But, yes, so I went to the National Theater the next week and I said, “I can’t do it anymore. Thank you so much for your support and generosity having me trained during this time.” And Beverly Fry said, “Just before you quit, just before, just before. I just got this email today. Have you considered teaching?” And I said, “No, no. I’d be shocking.” And she said, “the Australian Ballet have this new program. It’s a pilot program. It’s called Out There, and they are looking for dance educators. They need dancers, professional dancers strong enough to represent the company, but they can’t use company dancers. It’s a new program doing in-school workshops in public and private schools around regional Victoria.”

CL: Okay.

AT: Part of the process was an interview and an audition because they needed dance educators.

CL: Wow.

AT: And so I said, “Sure.
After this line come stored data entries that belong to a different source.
PR #4677, opened 2022-02-17
feat(@clayui/localized-input): turn label and resultFormatter into optional properties

miltonmc:
The goal of this changes is to give more flexibility for developers in order to display or not the label or formatted result.

### Some context
I'm currently working on Objects, the only app that's already using this component into DXP, and I've found out that they are hiding the label in order to add a new one supporting the required mark (*).
https://github.com/liferay/liferay-portal/blob/0876c4ff2e20691df829d192039047f26cf63508/modules/apps/object/object-web/src/main/resources/META-INF/resources/js/components/Form/InputLocalized/InputLocalized.tsx#L51-L60

We are also using the taglib `<aui:input />` that does the same as this component, but to port this code to React I need to hide the formated result.
https://github.com/liferay/liferay-portal/blob/0876c4ff2e20691df829d192039047f26cf63508/modules/apps/object/object-web/src/main/resources/META-INF/resources/object_definitions/edit_object_field.jsp#L38

IMHO the proper place to do that is here and once we don't have already other modules relying on this component I've set those properties as optional.

### DIFF
--- a/packages/clay-localized-input/src/__tests__/__snapshots__/index.tsx.snap
+++ b/packages/clay-localized-input/src/__tests__/__snapshots__/index.tsx.snap
@@ -5,11 +5,6 @@ exports[`ClayLocalizedInput renders 1`] = `
   <div
     class="form-group"
   >
-    <label
-      for="locale1"
-    >
-      Check for translations
-    </label>
     <div
       class="input-group"
     >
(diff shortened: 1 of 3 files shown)


matuzalemsteles (approved):
Makes sense to me! @miltonmc we are scheduling this component to be deprecated soon in favor of implementing Translator Manager in DXP https://github.com/liferay/liferay-portal/tree/master/modules/apps/frontend-js/frontend-js-components-web/src/main/resources/META-INF/resources/translation_manager, I think you can use it instead. @julien do you know if this is possible, using the React component directly?

julien:
converting to draft to avoid an accidental merge

matuzalemsteles:
I'm closing this as we are going to mark this component as deprecated soon.

PR #4681, opened 2022-02-17
fix(@clayui/core): fix error when not updating parent's loc

### LINKED ISSUE #4680: TreeView with expanded items on the first render does not select item children when the item is not expanded
This is a behavior that @julien found when using the combination of rendering the TreeView with expanded items initially and `selectionMode` with `multiple-recursive`. To reproduce this component you need to close the item that was initially expanded and click on the checkbox to select the item and its children, it will not select the children, only when it is visible.

The reason this happens is that it is related to the mount of `layoutKeys`, that is, how it is built as it renders the components, React calls `useEffect` in a different order when you have nested components, we use `useEffect` to call `createPartialLayoutItem` to add information to `layoutKeys` to have the component mount and unmount workflow automatically manage the `layoutKeys` structure.

For example, when the first render happens if there are no nested components or no expanded items, React calls `useEffect` in the same order they are rendered, ie a regular list. When you have nested components your `useEffect` call order is from bottom to top instead of sequential from top to bottom like in rendering. In `createPartialLayoutItem` to populate the `layoutKeys` we use a linked list of the item's parent and its children, as it is called from bottom to top, it doesn't find its parent in the structure, so we add the parent but with initial values that is a pre-initializes the data in the structure, when the parent of this item is called it will update with its information.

I’ll go do it and I’ll become a dance teacher.”

CL: I feel there’s not so much enthusiasm as you say that.

AT: Oh, there was. But there was still that element of resignation that, “Okay, this is a new chapter. You’re not going to be a performer but you can pass on your passion and knowledge to others.” But also I was pretty low in confidence at this time. It was rock bottom for me at that point. And after losing my job and then the auditions overseas and then pneumonia and then getting knocked back from New Zealand a year later, I just was, “Okay. Done.”

CL: Final straw?

AT: Yeah.

CL: It’s over. And I imagine you grieve that. It’s really a grief to let go of something you’ve been working for over a decade?
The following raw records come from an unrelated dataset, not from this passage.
PR #4685, opened 2022-02-21
feat(@clayui/core): add API to disable item and expander disable optionally

### LINKED ISSUE #4676: Not possible to set disabled state to a tree view item

matuzalemsteles:
Fixes #4676

This PR is adding the two behaviors of disabling the item, disabling all clickable elements inside the item, or making the Expander clickable. By default adding `disabled` to `<Item />` and `<ItemStack />` disables all elements, to always make the expander clickable adds the `expanderDisabled` property to `<ItemStack />`.

I added this information to the documentation as well. I tried to avoid adding an auxiliary prop but without that, we couldn't support both cases by doing inference for example.

### DIFF
--- a/clayui.com/src/components/Typography/Typography.js
+++ b/clayui.com/src/components/Typography/Typography.js
@@ -6,35 +6,38 @@
 import React from 'react';
 
 const getId = (children) => {
-	return (
-		typeof children === 'string' &&
-		children.toLowerCase().split(' ').join('-')
-	);
+	if (typeof children !== 'string') {
+		return;
+	}
+
+	if (children.match(/\(#/)) {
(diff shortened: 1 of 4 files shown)


julien (approved):
Hey @matuzalemsteles LGTM. I made a few edits to the documentation and doc comments, please have a look when you get a chance.

matuzalemsteles:
Thanks @julien for that!

PR #4686, opened 2022-02-22
fix(@clayui/css): Updates `content` property values to conform to wha…

### LINKED ISSUE #4683: Accessibility change request: avoid adding content from CSS
I can't provide an example via codesandbox.com

In order to reproduce, you need to run the accessibility tool described on [LPS-133314](https://issues.liferay.com/browse/LPS-133314) ([OAW](https://administracionelectronica.gob.es/comunidades/verPestanaMas.htm?idComunidad=accesibilidad#.YKZABKj7SHv), owned by the Government of Spain, used by m/any public institutions).

The tool throws some errors in `clay.css` when using `content` + pseudoelements `:after`/`:before`:

| Attribute(s)  | File |
| ----- | ------- |
| `content: "Browse"`  | `clay-css/src/scss/bootstrap/_custom-forms.scss`  |
| `content: attr(data-browse)` |  `clay-css/src/scss/bootstrap/_custom-forms.scss`|
| `content: attr(data-label-min)` / `data-label-max` | `clay-css/src/scss/variables/_range.scss` |
|`content: attr(data-multi-step-icon)` | `clay-css/src/scss/components/_multi-step-nav.scss` |
| `content: attr(data-label-on)` / `data-label-off` | `clay-css/src/scss/components/_toggle-switch.scss` |
|  `content: normal` | `clay-css/src/scss/components/_multi-step-nav.scss` |

**Steps**:

1. Start a DXP Bundle
2. Search for the aforementioned attributes in http://localhost:8080/o/classic-theme/css/clay.css

No content is added from CSS. The accessibility tool does not complain about it.

## Environment

| Tech  | Version |
| ----- | ------- |
| Clay  | v1  |
| Clay  | v2  |
| Clay  | v3  |

pat270:
…t is allowed by OAW Tracker

    - Changes `content: normal` to `content: none`
    - Multi Step Nav adds variable `$data-multi-step-icon-before-content`
    - Custom Forms adds variables `$custom-file-label-after-content` and `$custom-file-text-data-browse`
    - Toggle Switch adds variables `$toggle-switch-handle-after-content` and `$toggle-switch-handle-on-after-content` for backward compatibility with 2.x
    - https://issues.liferay.com/browse/LPS-147457

fixes #4683


packages/clay-css/src/scss/components/_multi-step-nav.scss
```diff
@@ -62,7 +62,9 @@
 			@if ($multi-step-icon-active-bg-image) {
 				&[data-multi-step-icon] {
 					&:before {
-						content: normal;
+						// https://issues.liferay.com/browse/LPS-147457
+
+						content: none;
```
matuzalemsteles, line 67: Hey @pat270 just out of curiosity, what effect does this have on `:before`? Is this related to some other value?

matuzalemsteles (commented):
Hey @pat270 from what I understand here we will keep the `content` but let the developers change it via the sass variable.

Seems like a good solution for me to go with this, but I think we need to add this information somewhere so people know what to do when they encounter this issue.

packages/clay-css/src/scss/components/_multi-step-nav.scss
pat270: @matuzalemsteles this is exactly the same as `content: normal`. `content: none` gets a pass on the OAW Tracker for some reason 🤔.

From https://developer.mozilla.org/en-US/docs/Web/CSS/content:
> normal
Computes to none for the ::before and ::after pseudo-elements.

For

> we will keep the content but let the developers change it via the sass variable.

This is correct, but I think the person who reported this issue won't have to change anything after these get merged.

matuzalemsteles: > this is exactly the same as content: normal. content: none gets a pass on the OAW Tracker for some reason 🤔.

Yeah I also found it strange because it seems that the behavior is the same, maybe it has some other effect that we don't know 🤷‍♂️

pat270: Thanks @matuzalemsteles, I'm going to make some minor adjustments. Let's just say the tool isn't perfect.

AT: Yeah. So I went and did this audition, but I was a little bit cheeky beforehand and I just thought, “Look, last hurrah. Just say at the same time, while you’re auditioning in the class, can you just kick me out? See if you think that I might be able to get a job in the company, I’ll come back.”

CL: I love that. So brazen really.

AT: Oh, insane. But I did the audition and I had my interview and, look, I was just so thrilled to get the job with the Out There program as a dance educator because I thought, “This is great. I can continue to love and celebrate the art form that has been my passion and share that with other people and connect in different ways, not the performer audience relationship.”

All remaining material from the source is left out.